#### [PROBLEM DESCRIPTION]
Could you give the entries again, exactly as written?

★ ★ ★ ★ ★

PR #2216, opened 2016-11-12
If WalImageFile opens a file pointer, close

radarhere:
If a file pointer is passed in to the method, leave it open.
If the method opens the file pointer itself, then close when it is no longer needed.

### DIFF
--- a/PIL/WalImageFile.py
+++ b/PIL/WalImageFile.py
@@ -56,6 +56,7 @@ def open(filename):
         # load pixel data
         fp.seek(offset)
 
+        Image._decompression_bomb_check(size)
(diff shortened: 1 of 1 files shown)


PIL/WalImageFile.py
```diff
@@ -61,6 +63,8 @@ def open(filename):
     fp.seek(offset)
```
radarhere: Okay, I've added one. See what you think.

PIL/WalImageFile.py
```diff
@@ -61,6 +63,8 @@ def open(filename):
...
 
     im = Image.frombytes("P", size, fp.read(size[0] * size[1]))
```
radarhere: Okay, I've added a check.

PR #1390, opened 2015-08-24
Removed use of spaces in TIFF kwargs, deprecated in 2.7

radarhere:
The discussion in #1087 indicates that this is not to be merged yet, to avoid skipping over deprecation warnings.

However, I thought I'd put this up with a 'Do Not Merge' label, so that it can be merged in the future.

PR #2219, opened 2016-11-12
Drop spaces deprecation warning

jdufresne:
Deprecated in 800480db526b3c763fc821db4d29775ec9ba3c73. Included in 2.7 release. Almost 2 years ago.


wiredfool:
This needs to be in till Jessie is frozen, which should be in the first half of next year.

radarhere:
This is a duplicate of #1390

jdufresne:
Thanks for catching that. Closing.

★ ★ ★ ★ ★

#### [COMPLETED EXERCISE]
PR #2216, opened 2016-11-12
If WalImageFile opens a file pointer, close

radarhere:
If a file pointer is passed in to the method, leave it open.
If the method opens the file pointer itself, then close when it is no longer needed.

### DIFF
--- a/PIL/WalImageFile.py
+++ b/PIL/WalImageFile.py
@@ -56,6 +56,7 @@ def open(filename):
         # load pixel data
         fp.seek(offset)
 
+        Image._decompression_bomb_check(size)
(diff shortened: 1 of 1 files shown)


PIL/WalImageFile.py
```diff
@@ -61,6 +63,8 @@ def open(filename):
     fp.seek(offset)
```
radarhere: Okay, I've added one. See what you think.

PIL/WalImageFile.py
```diff
@@ -61,6 +63,8 @@ def open(filename):
...
 
     im = Image.frombytes("P", size, fp.read(size[0] * size[1]))
```
radarhere: Okay, I've added a check.

PR #1390, opened 2015-08-24
Removed use of spaces in TIFF kwargs, deprecated in 2.7

radarhere:
The discussion in #1087 indicates that this is not to be merged yet, to avoid skipping over deprecation warnings.

However, I thought I'd put this up with a 'Do Not Merge' label, so that it can be merged in the future.

PR #2219, opened 2016-11-12
Drop spaces deprecation warning

jdufresne:
Deprecated in 800480db526b3c763fc821db4d29775ec9ba3c73. Included in 2.7 release. Almost 2 years ago.


wiredfool:
This needs to be in till Jessie is frozen, which should be in the first half of next year.

radarhere:
This is a duplicate of #1390

jdufresne:
Thanks for catching that. Closing.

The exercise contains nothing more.